PS: I am using kernel development-sources 2.6.5rc2 now, but before I was usng 2.6.3 and I had the same problem... Same kernel on both computers.

----------

## adaptr

A router - with switch ports, surely ?

What happens when you plug in a cross-cable ?

----------

## hiroki

Hi!

Yes, the router certainly has switched ports. Anyway, the router should not be the problem, because iperf & netio tell me, that my network has a datarate of 10MB/s so nearly the full theoretical bandwidth. This should not be the routers fault then. And I did not change anything about the router during the last few weeks, and just 3 or 4 weeks ago everthing worked well at full speed.... well, 10 MB/s. Now it's just 1MB/s. Very frustrating when transfering a lot of / large files.

thanks anyway.

but the problem is still there.

----------

## flybynite

try ifconfig and check for errors: dropped overrruns  frame etc...  Could give you a clue as to what kind of problem your having....

#ifconfig

(snip)

         RX packets:54945 errors:0 dropped:0 overruns:0 frame:0

          TX packets:79466 errors:0 dropped:0 overruns:0 carrier:0

          collisions:0 txqueuelen:1000

----------

## hiroki

Hi!

I have been testing what you said, but there don't seem to be errors:

```
# LANG="en_US" ifconfig eth0

eth0      Link encap:Ethernet  HWaddr 08:00:46:2E:F8:80

          inet addr:192.168.1.3  Bcast:192.168.1.255  Mask:255.255.255.0

          inet6 addr: fe80::a00:46ff:fe2e:f880/64 Scope:Link

          UP BROADCAST NOTRAILERS RUNNING MULTICAST  MTU:1500  Metric:1

          RX packets:1916617 errors:0 dropped:0 overruns:0 frame:0

          TX packets:1960181 errors:0 dropped:0 overruns:10 carrier:0

          collisions:0 txqueuelen:1000

          RX bytes:1697253688 (1618.6 Mb)  TX bytes:924368964 (881.5 Mb)

          Interrupt:10 Base address:0x8800

```

What can it be then?
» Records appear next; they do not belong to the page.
PR #1450, opened 2026-07-20
fix(browser): resolve bracketed element refs and make them document-stable

josephfung:
## Summary

Fixes a production regression in the `web-browser` skill's element-refs feature: on the 16personalities survey (and any page with custom radios), **every click hung until the 30s skill timeout**, and the keyboard fallback then acted on the wrong focus. Root-caused with prod logs and by driving a real browser at the target DOM.

Two defects, both from the element-refs change (#1449 and the original feature):

### 1. The agent passed refs *with* brackets; the resolver rejected them
The page shows refs as `[g5f0e12] radio "Agree"` and the skill description told the agent to use `[gNfNeM]`, so the model passed the token back **with brackets**. `resolveLocator`'s fast-path regex required a bare token, so a bracketed ref fell through to fuzzy role/label/text matching, found nothing, and handed `humanClick` a zero-match locator whose **untimed `boundingBox()` waited the default 30s**. Prod logs confirmed the agent sent `"[g1f0e55]"`.

**Fix:** strip a leading `[` / trailing `]` before the regex, so `g5f0e12` and `[g5f0e12]` both resolve.

### 2. Refs died faster than the agent could use them
Refs were renumbered on every extraction (a fresh `generation` per read), but **every action re-reads the page** — so a ref was invalidated within one action of being issued. Reading once and acting on several elements (the natural survey flow) failed closed on every action after the first.

**Fix:** an element keeps its ref across re-extractions; new elements get a fresh id from a per-document `seq`. Refs are stamped with a per-document identity `(epoch, frame)` adopted once, from a monotonic handler seed that never resets. A fresh document (new window post-navigation) takes the current epoch and pins its frame index; a re-read document keeps both. This keeps refs stable **within** a document and distinct **across** documents and frames — so a ref from a prior page (older epoch) or a reindexed sibling frame matches nothing (fail closed) rather than clicking the wrong element.

Ref format: `g<gen>f<frame>e<n>` → `g<epoch>f<frame>e<n>` (same shape; the `g` component is now a per-document epoch, not a per-extraction generation).

## Why it was invisible in tests
The original clickability was fine (verified: the opacity:0 native radios are the top hit-target at their own centre). The failure was purely ref resolution → a zero-match locator that hangs. Added tests now cover the actual failure modes.

## Testing
- `pnpm run typecheck` clean.
- **51/51** unit tests pass across `dom-extract.test.ts` and `handler.test.ts`, including new coverage for:
  - bracketed-ref resolution (the exact shape the agent copies),
  - cross-extraction ref stability (read once, act many),
  - cross-document fail-closed after navigation,
  - frame-index-shift collision avoidance,
  - the keepNames serialization guard (retained).
- Two rounds of adversarial review (code-reviewer + silent-failure-hunter); both findings from round 1 and the frame-reindex finding from round 2 are fixed with targeted tests.

## Note
This does not change the SSRF frame-filtering or the fail-closed resolver contract. `web-browser` 1.6.0 → 1.6.1 (patch: bug fix).


josephfung:
@coderabbitai review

It is really frustrating to have just 1 MB/s even though all components seem to have full datarate... I tried ftp, scp, nfs, all have 1 MB/s.

hiroki

----------

## Vaughn

It could be that you disabled (forgot to enable, rather) mmapped IO.

It's in networking options near the top somewhere.

----------

## hiroki

Hi!

Indeed, if forgot to switch mmaped IO on on my laptop's kernel. the tower's kernel has mmapped IO already enabled.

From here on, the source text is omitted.